Hunter allowed no expert testimony from civil rights groups or voting rights experts before his committee approved its redistricting plans, which is highly unusual, and the House approved its own maps at 3:30 a.m. on October 13, after rejecting virtually all Democratic amendments on party-line votes. The congressional maps initially passed the House at 2:30 a.m. on October 17. The conference committee for the two chambers that negotiated the final congressional map included nine Republicans and only one Democrat, who refused to sign off on the changes. 

In every previous redistricting cycle since 1975, federal courts blocked Texas’ redistricting maps for discriminating against Black and Hispanic voters, but this is the first time in nearly 50 years that Republicans do not have to approve their redistricting maps with the federal government after the Supreme Court gutted the Voting Rights Act in 2013.

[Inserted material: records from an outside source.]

PR #843, opened 2024-06-29
Fix to clear Dovecot config cache if creating and deleting on the same call

iliajie:
https://forum.virtualmin.com/t/re-lets-encrypt-apache-website-an-ipv6-dns-record-mydomain-org-with-address-1-exists-but-this-virtual-server-does-not-have-ipv6-enabled/125447/45?u=ilia

### DIFF
--- a/virtual-server-lib-funcs.pl
+++ b/virtual-server-lib-funcs.pl
@@ -20447,6 +20447,7 @@ return &$err(join(" ", @warns)) if (@warns);
 # Create the server
 &push_all_print();
 &set_all_null_print();
+$main::setup_virtualmin_default_hostname_ssl_created++;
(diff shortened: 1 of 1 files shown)


jcameron:
No let's not do this, I'd prefer to actually fix this properly by making sure the cache is correct.

iliajie:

That makes federal legislation all the more urgent, Texas Democrats say.

“There is no better case for the Freedom to Vote Act and the John Lewis Voting Rights Advancement Act than Texas redistricting,” Democratic State Rep. Trey Martinez Fischer from San Antonio said in a statement. “Decisive federal action is the only way to ensure that Texas voters can elect their candidates of their choice and receive fair representation in their government.”